Friday, April 16, 2010

The Punishment Legacy: Criminalization, Healthcare Reform and Prop. 36

By Margaret Dooley-Sammuli

The healthcare legislation President Obama signed late last month promises to bring sweeping changes to California’s alcohol and drug treatment system. Not only will more people have access to insurance; heath insurers will be required to cover alcohol and drug treatment as they do any other chronic health condition (aka “parity”). Drug treatment – which currently exists largely outside the mainstream healthcare and insurance systems – may finally be allowed to come in from the cold.

As we work to make that treatment access a reality in California, however, we need to address the state’s existing contradictory policy responses to drug use. Our State Legislature is on record as supporting parity, having passed legislation several times (the governor’s veto notwithstanding). And the electorate is on record as supporting expanded access to treatment, both for alcohol and drugs (Proposition 36 in 2000) and for mental health (Proposition 63 in 2004).

California gets that drug use and addiction as well as co-occurring addiction and mental health issues are fundamentally health problems. And yet we punish.

About 30,000 people are in a California prison for a nonviolent drug offense; they make up over 15% of the prison population and cost $1.5 billion per year to incarcerate (or $49,000 each). A whopping 28.4% of new felony admissions to prison and 32.7% of parolees returning to prison with a new term in 2008 were for drug offenses. That doesn’t include drug-related technical parole revocations. The vast majority of these commitments were for drug possession, not sales, manufacturing or transport.

In 2008, over 270,000 Californians were arrested for a drug offense. In contrast, only 174,000 people accessed treatment that year – just a fraction of the estimated 3.3 million Californians with an alcohol or drug use disorder. Over half of those in treatment in the state came through the criminal justice system, giving rise to the belief that you have to get arrested to get treatment. Unfortunately, fewer and fewer people arrested for a drug offense actually receive such help.

In the last three years alone, state funding for Proposition 36, California’s landmark voter-approved, treatment-instead-of-incarceration law, has been cut by 90% – from $145 million in 2007/8 to just $18 million this year. It’s a simple equation: the less funding available, the less treatment offered and the longer the waiting lists (months long in some cases).

Ten years after voters overwhelmingly passed Prop. 36, calling for treatment rather than incarceration, the governor has proposed eliminating funding for the program. Never mind that, according to UCLA, Prop. 36 saves $2.5-4 for every dollar invested, diverts 36,000 people into treatment a year (when adequately funded), has helped reduce the number of people incarcerated for personal drug possession by 40% (or 8,000 people), and has had no negative impact on crime trends.

As Prop. 36 is cut back, more people are headed to jail and prison for their drug use, even as behind-bars treatment becomes unavailable. Under new California Department of Corrections and Rehabilitation (CDCR) regulations, moderate- to high-risk offenders will have priority placement in drug treatment in the state’s prisons.
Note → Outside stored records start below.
PR #12501, opened 2025-09-18
[6.x] Ensure field names are always left-aligned in blueprint builder

### LINKED ISSUE #12459: [6.x] Blueprint field names are centered when space is limited
### Bug description

Possible the same problem as described in https://github.com/statamic/cms/pull/12382.
Buttons have text-center by default.

Image

### How to reproduce

Add a blueprint with a longer name at a small width.

### Logs

```shell

```

### Environment

```yaml
6.0.0-alpha.7
```

### Installation

### Additional details

_No response_

duncanmcclean:
This pull request fixes an issue where long field names were being centre-aligned in the blueprint builder. 

I wasn't able to track down exactly _why_ longer text was being centred but shorter text wasn't, but `text-left` seem to fix it. 🤷‍♂️

Fixes #12459

## Before
CleanShot 2025-09-18 at 12 19 23

## After

CleanShot 2025-09-18 at 12 19 10

### DIFF
--- a/resources/js/components/blueprints/RegularField.vue
+++ b/resources/js/components/blueprints/RegularField.vue
@@ -10,7 +10,7 @@
                         v-tooltip="tooltipText"
                     />
                     <div class="flex items-center gap-2">
-                        <button class="cursor-pointer overflow-hidden text-ellipsis text-sm hover:text-blue-600 text-left" type="button" v-text="__(labelText)" @click="$emit('edit')" />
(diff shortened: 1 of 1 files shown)


jackmcdade (changes requested):
Should be `text-start` to also support RTL.

duncanmcclean:
> Should be `text-start` to also support RTL.

You're right - fixed!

Ironically, drug offenders – most of whom are deemed low risk to public safety – will not receive treatment behind bars or on parole, even if they have a serious drug problem.

The passage of federal healthcare legislation, the repeated passage of parity legislation in this state and even the state’s corrections bureaucracy have all come to the same conclusion: drug use is primarily a health issue, not a high risk to public safety. And yet the state’s penal code continues to criminalize drug use.

Until California can reconcile the discrepancy between health statute and penal code, the Democratic majority in the State Legislature has a responsibility to reduce – in every way that it can – the criminalization and incarceration of people for drug use and addiction. This year that means rejecting the governor’s proposal to defund Proposition 36 treatment programs.